Kate Johnson

June 11, 2015

BALTIMORE, MD — An investigative radiotracer used to image neuroendocrine cancer patients who have metastatic tumors can successfully locate their previously elusive primary disease and change clinical management, according to a new study presented at the Society of Nuclear Medicine and Molecular Imaging (SNMMI) 2015 Annual Meeting here.

"Many times patients first present with metastatic disease…and the primary site of metastatic neuroendocrine tumors (NETs) may go undetected in up to 20% of cases despite extensive work-up," said lead investigator Yusuf Menda, MD, associate professor of radiology and radiation oncology at the University of Iowa Carver College of Medicine in Iowa City.

This is because symptoms of NET are vague, making the duration from symptom onset to diagnosis an average of 9.2 years, he explained at a press briefing.

Positron emission tomography/computed tomography (PET/CT) scanning with gallium 68 DOTATOC (Ga-68 DOTATOC) has proven effective in locating the primary tumor, but although this radiotracer has been used in Europe for more than a decade, it is not approved by the US Food and Drug Administration (FDA), Dr Menda said.
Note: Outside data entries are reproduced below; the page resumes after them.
PR #2166, opened 2022-07-17
Add SpriteBatch

Marioalexsan:
(previously appeared in forum posts as requests, and also in an issue / PR: https://github.com/SFML/SFML/issues/1802)

----

## Description

This is a draft PR for a sprite batching implementation. I have more work to do on the implementation, but I've reached a point where I have something I can show, and I'd like to hear thoughts from other people about this whole batching business.

The PR adds two classes: SpriteBatch, which implements the batching logic, and Batchable, an interface implemented by drawables that support batching. Batchable is similar in functionality with Drawable, and the classes that implement it send data to the batcher using a predefined method that takes in vertices and other state information.

The PR also adds the Batchable interface to Sprite, Text and Shape. In theory, anything that uses triangle primitives should work with the batcher, but I have only tested sprites so far.

The batcher has different modes that can be used for batching:
* `Deferred` groups sprites that use the same texture and follow each other in the same batch, which makes the end result identical with RenderTarget. However, when rendering many sprites that use the same texture in sequence, the batcher should be more efficient with the draw calls.
* `TextureSort` sorts the sprites by texture before grouping and rendering. This causes draw order to be lost; it's as if a "layer" is created for each group of sprites that have the same texture. This can be useful for drawing things that don't overlap, as in that case draw order is not relevant, and the batcher obtains maximum performance.
* `DepthSort` sorts the sprites by texture and an optional "depth" parameter before grouping and rendering. This is a compromise between `Deferred` and `TextureSort`, as you can create multiple layers that have proper ordering between each other, while drawables within a single layer follow `TextureSort` logic. This can be useful for drawing scenes that use distinct layers, such as Background, Foreground, GUI.
* There is also a fourth mode called `Immediate`, which just calls RenderTarget directly on every draw call.

Code that uses SpriteBatch requires calling `begin` and `end` for setting shaders and blend modes:

```cpp
// Begin a batch using the given settings
spriteBatch.begin(sf::SpriteBatch::BatchMode::DepthSort, window, nullptr, sf::BlendAlpha);

// Draw some stuff
spriteBatch.draw(sprite, depth);
spriteBatch.draw(text, depth);
spriteBatch.draw(shape, depth);

// Every call to begin() needs to have a matching end()
// This is also where the data is sent for rendering
spriteBatch.end();
```

## Tasks

* [x] Tested on Linux (checked if it compiles and runs)
* [x] Tested on Windows
* [ ] Tested on macOS
* [ ] Tested on iOS
* [ ] Tested on Android

## How to test this PR?

You can test it by running the `examples/sprite_batch` demo I added. It shows the differences between regular rendering and batching, and also works as a basic benchmark for performance. It has controls for raising and lowering the sprite count (W and S), and for switching batching modes (F and G).


Bambo-Borris:
This is a feature I have seen discussed endlessly, and seen a couple of PRs for in the past. I think of the ones I've seen I currently like this approach the most, but I need to spend a bit more time looking into this and run the examples. But I like the approach, it feels consistent with other areas of SFML (namely how `sf::Drawable` stuff works internally). So I like consistency, and I like the feature idea. The area I probably will drill down into later is the 3 different modes for the `SpriteBatch`.

include/SFML/Graphics/SpriteBatch.hpp
```diff
@@ -0,0 +1,251 @@
...
+    ////////////////////////////////////////////////////////////
+    struct TriangleInfo
+    {
+        const Texture* texture = nullptr;
+        float          depth   = 0.0f;
+
+        TriangleInfo() = default;
+        TriangleInfo(const Texture* theTexture, float theDepth) : texture(theTexture), depth(theDepth)
+        {
+        }
```
ChrisThrasher, line 192: I believe we can omit these constructors if we want to rely on aggregate initialization instead.

include/SFML/Graphics/SpriteBatch.hpp
```diff
@@ -0,0 +1,251 @@
...
+    };
+
+    ////////////////////////////////////////////////////////////
+    // Member data
+    ////////////////////////////////////////////////////////////
+    // Batched Triangles
+    std::vector<TriangleInfo> m_triangleInfos  = {}; //!< Info about batched triangles
+    std::vector<Vertex>       m_vertices       = {}; //!< Vertices currently batched
+    std::vector<Vertex>       m_sortedVertices = {}; //!< Storage used for sorting vertices
```
ChrisThrasher, line 201: ` = {}` is unnecessary here. The default constructor will still get called.

src/SFML/Graphics/SpriteBatch.cpp
```diff
@@ -0,0 +1,266 @@
...
+
+////////////////////////////////////////////////////////////
+void SpriteBatch::draw(const Vertex*    vertices,
+                       std::size_t      count,
+                       PrimitiveType    type,
+                       const Texture*   texture,
+                       const Transform& transform,
+                       float            depth)
+{
+    bool unsupportedType = type != PrimitiveType::TriangleFan && type != PrimitiveType::TriangleStrip &&
```
ChrisThrasher, line 71: Can this be marked `const`?

src/SFML/Graphics/SpriteBatch.cpp
```diff
@@ -0,0 +1,266 @@
...
+    {
+        // Immediate is the same as using a RenderTarget directly,
+        // so we don't use VertexBuffer here
+        m_renderTarget->draw(vertices, count, type, {m_blendMode, m_transform * transform, texture, m_shader});
+        return;
+    }
+
+    // Split into triangles if needed
+
+    if (type == PrimitiveType::TriangleStrip)
```
ChrisThrasher, line 93: Would this make more sense as a switch case than `if`/`else if` blocks?

src/SFML/Graphics/SpriteBatch.cpp
```diff
@@ -0,0 +1,266 @@
...
+    {
+        std::vector<std::size_t> indices(m_triangleInfos.size());
+        std::size_t              triangleCount = m_triangleInfos.size();
+
+        for (std::size_t i = 0; i < triangleCount; i++)
+            indices[i] = i;
+
+        if (m_batchMode == BatchMode::TextureSort)
+        {
+            const auto& comp = [&](const std::size_t a, const std::size_t b)
```
ChrisThrasher, line 168: What are the implications of binding a lambda to a `const&`? I've only ever see it bound to a const value.

src/SFML/Graphics/SpriteBatch.cpp
```diff
@@ -0,0 +1,266 @@
...
+            { return m_triangleInfos[a].texture < m_triangleInfos[b].texture; };
+
+            std::stable_sort(indices.begin(), indices.end(), comp);
```
ChrisThrasher, line 171: Any particular reason to stable sort instead of a non-stable sort?

src/SFML/Graphics/SpriteBatch.cpp
```diff
@@ -0,0 +1,266 @@
...
+        }
+
+        // Create the array of sorted vertices
+        // We need them sorted so that we feed chunks to RenderTarget
+        m_sortedVertices.resize(m_vertices.size());
+
+        for (std::size_t i = 0; i < indices.size(); i++)
+        {
+            std::size_t newPos           = i * 3;
+            std::size_t oldPos           = indices[i] * 3;
```
ChrisThrasher, line 194: Can these be marked `const`?

src/SFML/Graphics/SpriteBatch.cpp
```diff
@@ -0,0 +1,266 @@
...
+        {
+            sendVertices(&m_sortedVertices[startIndex * 3],
+                         (nextIndex - startIndex) * 3,
+                         m_triangleInfos[indices[startIndex]].texture);
+        }
+    }
+
+    m_vertices.resize(0);
+    m_triangleInfos.resize(0);
+    m_sortedVertices.resize(0);
```
ChrisThrasher, line 231: What are you intentions here? Do you need to just empty the containers? Do you also need to deallocate all the elements? Resizing to zero seems like a more complicated way to simply call `.clear()`.

ChrisThrasher (changes requested):

include/SFML/Graphics/SpriteBatch.hpp
Bromeon: > I believe we can omit these constructors if we want to rely on aggregate initialization instead.

Do we want that, though? The rest of SFML has "proper" constructors. Having dedicated functions also allows to do custom logic in the future (e.g. validations).

examples/sprite_batch/Batching.cpp
```diff
@@ -0,0 +1,265 @@
...
+    window.setVerticalSyncEnabled(true);
+
+    std::vector<sf::Texture> textures;
+    sf::Texture              tempTexture;
+
+    int currentTex = 0;
+    while (tempTexture.loadFromFile(resourcesDir() / ("Tex" + std::to_string(currentTex) + ".png")))
+    {
+        textures.push_back(std::move(tempTexture));
+        tempTexture = sf::Texture();
```
Bromeon, line 59: This is probably not going to be necessary once the move constructor for [`sf::Texture`](https://github.com/SFML/SFML/blob/master/include/SFML/Graphics/Texture.hpp) is implemented, but I'm also fine with leaving it for explicitness.

Could also be that some compilers issue a "access to moved variable" warning otherwise.

examples/sprite_batch/Batching.cpp
```diff
@@ -0,0 +1,265 @@
...
+int main()
+{
+    std::srand(static_cast<unsigned int>(std::time(nullptr)));
+
+    // Define some constants
+    const int         gameWidth         = 800;
+    const int         gameHeight        = 600;
+    const int         maxTimesSaved     = 60;
+    const int         sameTextureChance = 85;
+    const std::size_t minSprites        = 0;
```
Bromeon, line 43: Counts like `maxTimesSaved` could be `size_t`.

examples/sprite_batch/Batching.cpp
```diff
@@ -0,0 +1,265 @@
...
+                            batchMode = modes[i == 0 ? modeCount - 1 : i - 1];
+                        }
+                        else
+                        {
+                            batchMode = modes[i == modeCount - 1 ? 0 : i + 1];
+                        }
+
+                        break;
+                    }
+                }
```
Bromeon, line 138: I wonder if it wouldn't be easier to understand if the selection of the batch mode would be done more explicitly and directly. Using the array as a middleman might not even be necessary.

Basically a `switch` with explicit state transitions. and avoid the complicated index operations.

Bromeon (commented):
Thanks a lot for this huge effort!
First quick feedback -- I'll need to reserve some time to look if/how this generally fits into SFML's scope.

What is missing in your description is a motivation/rationale for this feature. It may be obvious to you ("performance"), but could you elaborate more precisely where you encountered the biggest limits with current SFML, and how this solution would address those?

I like that you added quite some description to each of the 4 modes. What would the decision process for a user look like (e.g. how to choose between Deferred/Immediate/no batching)?

Could the `begin()` + `end()` method calls be replaced with an RAII guard?
```cpp
{
    sf::BatchGuard guard = batch.begin();
    ...
    ...
} // automatic end()
```

src/SFML/Graphics/SpriteBatch.cpp
Marioalexsan: `unsupportedType`? Is there any benefit from marking it as `const`?

include/SFML/Graphics/SpriteBatch.hpp
Marioalexsan: I'm not sure if this simple data struct will ever need special logic, though.

src/SFML/Graphics/SpriteBatch.cpp
Marioalexsan: The `switch` version looks a bit more cluttered to me.

src/SFML/Graphics/SpriteBatch.cpp
ChrisThrasher: Just the general benefits of liberally using `const` on stack variables. Makes the code easier to read and more maintainable as it communicates to future developers that this variable is not and should not be mutated.

src/SFML/Graphics/SpriteBatch.cpp
ChrisThrasher: Using `switch` is more expressive and means that if a new enum is added, the compiler will be sure to emit a warning about not handling that new enum. It makes the code easier to understand and easier for others to modify months or years from now. If the language already offers a tailor-made solution, we ought to use it.

src/SFML/Graphics/SpriteBatch.cpp
Marioalexsan: I'm not sure, but I don't think there's much difference. I'll change it to regular `const` though.

src/SFML/Graphics/SpriteBatch.cpp
Marioalexsan: Just emptying it. I'll change it to `clear`.

src/SFML/Graphics/SpriteBatch.cpp
ChrisThrasher: Don't rely on `std::sort` happening to be stable if stable sorting is really what you need. That property is liable to change across implementations and over time since `std::sort` makes no stability guarantees.

Marioalexsan:
@Bromeon I have to admit that I've yet to do my homework on the reasoning part. What I planned to do was to try and use the SpriteBatch inside open source SFML games to see if it would improve performance, particularly in cases where it's shy of being a consistent 60 FPS. It would also help with reducing or eliminating the manual batching inside VertexArrays that people do. 

For instance, [At odds](https://peoplepancakes.itch.io/at-odds) seems to lag a bit on my crappy laptop. If the batcher would nudge the performance above the 60 FPS mark while being easy to use (or swap to), that would be great news. However, I still need to analyze the source code and whatnot.

Marioalexsan:
@Bromeon Regarding the batch modes, first I need to mention that Immediate is the same as not using batching, since it just calls the RenderTarget directly. In hindsight, I'm going to remove it since it's not really useful.

Deferred is similar to regular drawing, since draw order is preserved (i.e. same as draw call order). This makes it easy to change RenderTarget logic to SpriteBatch logic using Deferred, and should provide performance enhancements when drawing many things in a row that use the same texture. So, an use case would be drawing all entities that use a wooden box texture, but which also have physics and can be rotated and moved around (and thus can't be inserted into a VertexArray or something).

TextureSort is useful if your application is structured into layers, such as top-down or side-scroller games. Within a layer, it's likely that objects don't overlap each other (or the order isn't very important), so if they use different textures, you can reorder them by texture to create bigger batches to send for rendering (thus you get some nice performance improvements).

In fact, compared with octreotide, which is the current FDA-approved diagnostic agent for NETs, Ga-68 DOTATOC imaging performs better, according to a meta-analysis ( Eur J Nucl Med Mol Imaging. 2007 Oct;34:1617-1626), with a pooled sensitivity and specificity of 93% and 91%, respectively, he said.
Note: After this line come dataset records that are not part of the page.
PR #2168, opened 2022-07-18
Added config for Android arm64-v8a and x86_64

Waldegger:
Added CMake flags for Android ABIs arm64-v8a and x86_64


eXpl0it3r:
Should be part of #2165 / "superseded" by #2165

Issue #1991, opened 2022-01-31
Vendoring dependencies presents maintenance issues


ChrisThrasher:
SFML currently vendors a number of binaries and headers for external dependencies. See the [`extlibs` ](https://github.com/SFML/SFML/tree/master/extlibs)directory. Vendoring provides a more convenient developer experience by removing the need to install dependencies at the cost of a few problems.

1. Increased maintenance burden. Rebuilding binaries as needed for new architectures or OSes needs to be reproducible and documented and manually performed by someone. 
2. Potential issues with dependency graphs. If someone depends on SFML and has another direct dependency on a different version of one of SFML's dependencies then it can be ambiguous which version of the library to use.
3. Potential ABI issues with different compilers being used to build SFML versus the vendored binaries.
4. Binaries cannot be diff'd efficiently by Git causing the repo size to bloat as binaries get updated.
5. External headers add tens of thousands of lines of code to the repo.
6. Separating 3rd party code from 1st party code is hard when it lives in the same repo. We must be sure tools like `clang-format` are never applied to vendored code.

SFML uses vendored dependencies for only a select few operating systems. For example, Linux users end up using `find_package`, CMake's canonical dependency retrieval mechanism. Users on Windows instead get the vendored dependencies. The key discriminator between whether a given OS uses `find_package` or vendored dependencies is the presence or absence of an official package manager. We want to keep this behavior.

---

What I propose as a first step is that we remove all binaries from `extlibs` and replace them with the source code for a given dependency as retrieved by CMake's `FetchContent` module but only on OSes that aren't already using `find_package`. `FetchContent` will automatically download and build the project and provide the SFML build tree with access to all of the CMake targets from a given dependency.

This also entails a fully target-based approach for expressing dependencies. No more modifying `CMAKE_INCLUDE_PATH` or `CMAKE_LIBRARY_PATH`. No matter how a dependency is retrieved, we must depend on a target from that project. This means that users of a given dependency don't have to know anything about how that dependency is retrieved. Separating the retrieval of dependencies from its usage opens the door for easier future changes to how dependencies are handled and brings with it the other benefits of modern target-based CMake code.

I still have more research to do into the existing dependency management scheme and the specifics of SFML's particular dependencies but I hope this issue helps start the conversation so we can start making steps towards improving this situation.

Bromeon:
Those are some very good points.
See also: https://en.sfml-dev.org/forums/index.php?topic=25053

[...]

PR #2169, opened 2022-07-18
Remove vendored doctest header

ChrisThrasher:
## Description

This PR uses the CMake FetchContent module to automatically download a specific release of Doctest and build it alongside the rest of SFML. This has the benefit of letting us removing another ~7000 SLOC from the repo. When updating Doctest in the future, the diff will be a single line as opposed to the status quo that requires many thousands of lines of changes.

Because we now have access to the entire repo, we also have access to the additional CMake modules Doctest provides including the module which includes the `doctest_discover_tests` function. I expect this will come in handy later. It isn't available to those who only have a copy of the doctest.h. See [this commit](https://github.com/ChrisThrasher/SFML/commit/e969658c6fb2af59a6cbc129131b78d8181eafe4) to see what that would look like.

Because the doctest header is now no longer a `SYSTEM` include, there were some warnings generated that I had to fix, hence the minor changes to the source code of the tests. 

## Tasks

* [x] Tested on Linux
* [x] Tested on Windows
* [x] Tested on macOS
* [x] Tested on iOS
* [x] Tested on Android


eXpl0it3r:

Bromeon:
I think `FetchContent` is nice and probably the way to go in the future, possibly also for other libraries. We should however be aware of the downsides mentioned in https://github.com/SFML/SFML/issues/1991:

> [...] `FetchContent` at build time would make us rely on several third-party resources to be available, or the build is broken. C++ doesn't have a centralized, stable, always-up dependency repository like crates.io, so we would have to trust each provider individually. [...] Downtime is not the only problem. GitHub repos change, are renamed, deleted, transferred, ...
> 
> I don't like the thought of people's build to break because one of the dependency maintainer decides to changes something or makes a mistake. You probably heard of the [leftpad](https://www.theregister.com/2016/03/23/npm_left_pad_chaos/) disaster, or just a few weeks ago, [colors and faker](https://www.bleepingcomputer.com/news/security/dev-corrupts-npm-libs-colors-and-faker-breaking-thousands-of-apps/). The first case made every single dependent code break, the second still broke everything with "use latest version" policy. And those are published in npm, likely the most widespread package manager, which at least has some basic stability. Unlike a GitHub repo which can change entirely through git push or two clicks.
> 
> And those are just some of the issues, security is another one. If any contributor with push access in any of these repos decides to go rogue (or is hacked), and even if this only remains undetected for a few hours, a SFML user can end up downloading malware.
>
> If we don't want to version external code in SFML's own repo, we can always create a separate SFML/extlibs repo and let the user pull dependencies from there. But this remains in our organization, under our control, and dependency updates are a conscious decision.

So what do you guys think about a `SFML/extlibs` repo? It can have a structure like:
```
Repos.txt
doctest/
freetype2/
ogg/
OpenAL/
stb_image/
...
```
and the `Repos.txt` would contain each link to a dependency on a separate line, which then could be cloned and checked into Git by some CI job.

Bromeon:
To clarify my last comment; this doesn't have to be a blocker for this PR -- the upstream repo for `FetchContent` could be moved to SFML in a later step. I'm fine with directly depending on `doctest` as an *intermediate* solution (to unblock development quicker).

But I'd like us to have a somewhat aligned vision of SFML's supply chain, and the general direction we want to take to migitate such risks.

ChrisThrasher:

So in a patient who already has metastatic disease, why is it important to find the primary tumor?

"Because depending on where the primary is, the surgical and medical treatment are different," Dr Menda said, adding that resection of the primary tumor, even in the presence of hepatic metastases, improves overall survival.

In light of this, the study aimed to assess the efficacy of Ga-68 DOTATOC PET/CT in 37 patients (median age 55 years) with metastatic disease and unknown primary site.
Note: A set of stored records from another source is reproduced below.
PR #2170, opened 2022-07-19
Separate test utilities between modules

kimci86:
## Description

For now, test utilities for all SFML modules are compiled in a single library, which means for example that tests for the System module are linked with Graphics testing utilities. That was ok because apparently the linker ignores what is not used in a static library, but that looks like a hack to me. It starts to be a problem with linker errors in the work in progress [feature/test_graphics](https://github.com/SFML/SFML/tree/feature/test_graphics) branch.

To fix the issue, one solution would be to have a single test executable for all modules instead of one per module.
Another solution is to have specialized test utility libraries for each module.
This is the approach I took with this PR.

As a bonus, it then becomes simple to enable testing when not all modules are built, which was required since #2050.
#2050 was motivated by simplicity, so I hope my PR adds only a reasonable amount of complexity.

## How to test this PR?

CI


ChrisThrasher:
My biggest issue with this PR is that it's solving two somewhat unrelated problems. The first is the problem that all tests are getting symbols from potentially unrelatedly libraries and that is prone to cause issues. At a minimum, it's just a bit ugly to link Graphics symbols into the System tests. The second problem is the desire to minimize compile time for those who aren't building all of SFML but still want to build the tests. I have previously explained why I don't like supporting this use case in #2050 so I won't repeat myself.

I can get behind solving the first problem is the implementation is good. My most significant request is that if we do make the test infrastructure more complicated, we do it with a clear plan that will lead to complexity leveling out soon. I hope that as tests get more sophisticated, our testing infrastructure won't need continuous hacks to keep up.

cmake/Macros.cmake
```diff
@@ -301,11 +301,39 @@ macro(sfml_add_example target)
...
+
+    # set the target's folder (for IDEs that support it, e.g. Visual Studio)
+    set_target_properties(${target} PROPERTIES FOLDER "Tests/Runners")
+
+    # link the target to its SFML dependencies and its test runner library
+    target_link_libraries(${target} PUBLIC ${THIS_DEPENDS})
+
+    set_target_warnings(${target})
+endfunction()
+
```
ChrisThrasher, line 330: Can we move this to the test/ directory since nothing outside of the unit tests needs to use this? For starters we can put this in test/CMakeLists.txt.

cmake/Macros.cmake
```diff
@@ -301,11 +301,39 @@ macro(sfml_add_example target)
...
 # add a new target which is a SFML test
 # example: sfml_add_test(sfml-test
-#                           ftp.cpp ...
-#                           SFML::Network)
-function(sfml_add_test target SOURCES DEPENDS)
+#                        ftp.cpp ...
+#                        SFML::Network
+#                        sfml-test-runner-system)     # Library providing the test runner and related utilities
+function(sfml_add_test target SOURCES DEPENDS TEST_RUNNER)
```
ChrisThrasher, line 336: Where does the "runner" terminology come from? To me that connotes CI runners, the machines that execute our CI jobs. Could we change that to some term that reflects that each "runner" is in fact a helper library?

cmake/Macros.cmake
```diff
@@ -316,8 +344,8 @@ function(sfml_add_test target SOURCES DEPENDS)
     # set the target's folder (for IDEs that support it, e.g. Visual Studio)
     set_target_properties(${target} PROPERTIES FOLDER "Tests")
 
-    # link the target to its SFML dependencies
-    target_link_libraries(${target} PRIVATE ${DEPENDS} sfml-test-main)
+    # link the target to its SFML dependencies and its test runner library
+    target_link_libraries(${target} PRIVATE ${DEPENDS} ${TEST_RUNNER})
```
ChrisThrasher, line 348: Each utils library already needs to link to the library under test so I don't think this function needs to specify any more than a single link library dependency.

test/CMakeLists.txt
```diff
@@ -23,48 +23,63 @@ SET(SYSTEM_SRC
     System/Vector2.cpp
     System/Vector3.cpp
 )
-sfml_add_test(test-sfml-system "${SYSTEM_SRC}" SFML::System)
+sfml_add_test(test-sfml-system "${SYSTEM_SRC}" SFML::System sfml-test-runner-system)
```
ChrisThrasher, line 26: Can't we remove `SFML::System` since it's already an public dependency of `sfml-test-runner-system`?

ChrisThrasher (changes requested):

kimci86:
Thank you for your feedback @ChrisThrasher.

> My biggest issue with this PR is that it's solving two somewhat unrelated problems. The first is the problem that all tests are getting symbols from potentially unrelatedly libraries and that is prone to cause issues. At a minimum, it's just a bit ugly to link Graphics symbols into the System tests. The second problem is the desire to minimize compile time for those who aren't building all of SFML but still want to build the tests. I have previously explained why I don't like supporting this use case in #2050 so I won't repeat myself.

You are right. Regarding the first described problem, I see two solution:
- merging test executables into one.
- splitting the test utility library into several.

I don't have strong arguments for one or the other. My preference went to the second option. That seems more consistent with the fact that SFML is a collection of libraries.

If we choose the second solution like in this PR, then solving the second described problem is as simple as four `if`/`endif` pairs, so at this point, why not.
Indeed, contributors interested in running tests might usually build all modules, but in some rare cases such as working on the raspberry pi, disabling modules can save minutes of compilation time.

> My most significant request is that if we do make the test infrastructure more complicated, we do it with a clear plan that will lead to complexity leveling out soon. I hope that as tests get more sophisticated, our testing infrastructure won't need continuous hacks to keep up.

As I see it, the infrastructure suggested in this PR seems generic enough so that we do not have to constantly hack the build system to write more expressive tests. At least, that is my guess.

cmake/Macros.cmake
kimci86: Yes, that seems reasonable.

test/CMakeLists.txt
kimci86: `SFML::System` is the `DEPENDS` argument or `sfml_add_test` and `sfml-test-runner-system` is the `TEST_RUNNER` argument. This is not a list or dependencies.

cmake/Macros.cmake
Bromeon: It's "test runner", which I think is quite an established term.

Not sure what else you could use... "test engine", "test framework" etc. seem also a bit out of place, as we're really running them and not providing the underlying infrastructure.

Maybe just "test" or "tests"?

kimci86: That comes from vague memories of documentation I skimmed through. I am not sure if it is the best word.
After some research, [boost.Test documentation](https://www.boost.org/doc/libs/1_79_0/libs/test/doc/html/boost_test/adv_scenarios/test_module_runner_overview.html) seems to agree. It also gives alternatives "orchestrator" and "driver".
I am open to suggestion.

ChrisThrasher: > Not sure what else you could use... "test engine", "test framework" etc. seem also a bit out of place, as we're really running them and not providing the underlying infrastructure.

I'd name each utils library `sfml-${module}-test-utils` because it's just some test utilities. It's not running anything. It's just some compiled C++ code with some headers for using the code. Each one of those utils library provides a header called `{Module}Utils.hpp` so it's all very consistent this way.

kimci86: > It's not running anything.

That is not true. It comes with a main function from DoctestMain.cpp which does all the magic of command line parsing, test running and console output.
Still `sfml-${module}-test-utils` sounds more like a library than `sfml-test-runner-${module}` so that could be make more sense.

ChrisThrasher: > It comes with a main function from DoctestMain.cpp

I'm aware and I still disagree that it's "running" the code so to speak. Sometimes libraries implement `main()`. Non-header-only test frameworks like Catch v3 and GTest do this. Can we at least name it `sfml-${module}-test-runner` since that reads better than `sfml-test-runner-${module}`?

kimci86: I changed names to `sfml-${module}-test-utils`. I am still not sure what is best so do not hesitate to ask for something else.

cmake/Macros.cmake
kimci86: I tried something else: passing the module name as an argument, as it is enough to derive the library under test which is needed for the coverage-related command.
Regarding adding test libraries for Network and Audio modules, I would prefer not to do it now because libraries without sources must be INTERFACE and not STATIC so its requires some conditionals that I would prefer not to add.

cmake/Macros.cmake
kimci86: Done

test/CMakeLists.txt
```diff
@@ -7,72 +7,163 @@ FetchContent_Declare(doctest
...
-    System/MemoryInputStream.cpp
-    System/Time.cpp
-    System/Vector2.cpp
-    System/Vector3.cpp
-)
-sfml_add_test(test-sfml-system "${SYSTEM_SRC}" SFML::System)
+# add a new static library which provides a main function and testing utilities for SFML types
+# example: sfml_add_test_utils(sfml-window-test-utils
+#                              SOURCES TestUtilities/WindowUtil.hpp TestUtilities/WindowUtil.cpp
+#                              DEPENDS SFML::Window sfml-system-test-utils)
```
ChrisThrasher, line 13: I'm not sure we need these comments anymore since all the users of this function reside in the same file. Same goes for `sfml_add_test`'s description comment.

test/CMakeLists.txt
```diff
@@ -7,72 +7,163 @@ FetchContent_Declare(doctest
...
+    cmake_parse_arguments(THIS "" "" "SOURCES;DEPENDS" ${ARGN})
+    if (NOT "${THIS_UNPARSED_ARGUMENTS}" STREQUAL "")
+        message(FATAL_ERROR "Extra unparsed arguments when calling sfml_add_test: ${THIS_UNPARSED_ARGUMENTS}")
+    endif()
+
+    # set a source group for the source files
+    source_group("" FILES ${THIS_SOURCES})
+
+    # create the target
+    string(TOLOWER test-sfml-${module} target)
```
ChrisThrasher, line 53: What do you think about `sfml_add_test_utils` also using this same naming logic where instead of providing a target name, you just provide the module name?

ChrisThrasher (approved):
I'm still not in love with going back to optionally building tests but at least with this new scheme of having 1 util library per module, we can actually implement that in a reasonable fashion. I made a couple small remarks but not enough to stand in the way of my approval so long as most of the commits get squashed. Thanks, Kimci!

test/CMakeLists.txt
kimci86: I was tempted to do it, but I think it might make the code a little less clear because it would be less obvious where the test utility library target names come from. But I don't feel strongly about it, I could be convinced otherwise.

Consider:
```cmake
sfml_add_test_utils(sfml-system-test-utils ...)
target_include_directories(sfml-system-test-utils PUBLIC TestUtilities)
```
versus
```cmake
sfml_add_test_utils(System ...)
target_include_directories(sfml-system-test-utils PUBLIC TestUtilities)
```

test/CMakeLists.txt
kimci86: I don't see a big difference if the code using those functions is in the same file or not.
A small description doesn't hurt IMHO.

kimci86:
Rebased and cleaned up commit history.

It found that Ga-68 DOTATOC PET/CT identified the primary site in 13 patients (eight in the small bowel and five in the pancreas), which was confirmed by histology or conventional imaging, and prompted a significant change in management for eight patients (seven had resection of the primary tumor).

"Our results show that in patients with well-differentiated NET metastases, Ga-68 DOTATOC PET-CT is an effective modality to identify the site of unknown primary tumor and may change the management in these patients, primarily by allowing surgical resection of the primary tumor," Dr Menda concluded.

Asked to comment on the findings, Damian Wild, MD, PhD, professor and head of nuclear medicine at the University of Basel Hospital, Switzerland, said, "It has been shown before that somatostatin receptor PET/CT (e.g. 68Ga-DOTATOC PET/CT) is superior to other imaging modalities in the detection of neuroendocrine tumors. In the current study Menda et al. showed that 68Ga-DOTATOC PET/CT can localize the primary neuroendocrine tumor in most patients who present with metastases and unknown primary site. This finding is clinically relevant as previous studies suggest a survival advantage in patients with metastatic neuroendocrine tumors, who undergo resection of the primary tumor."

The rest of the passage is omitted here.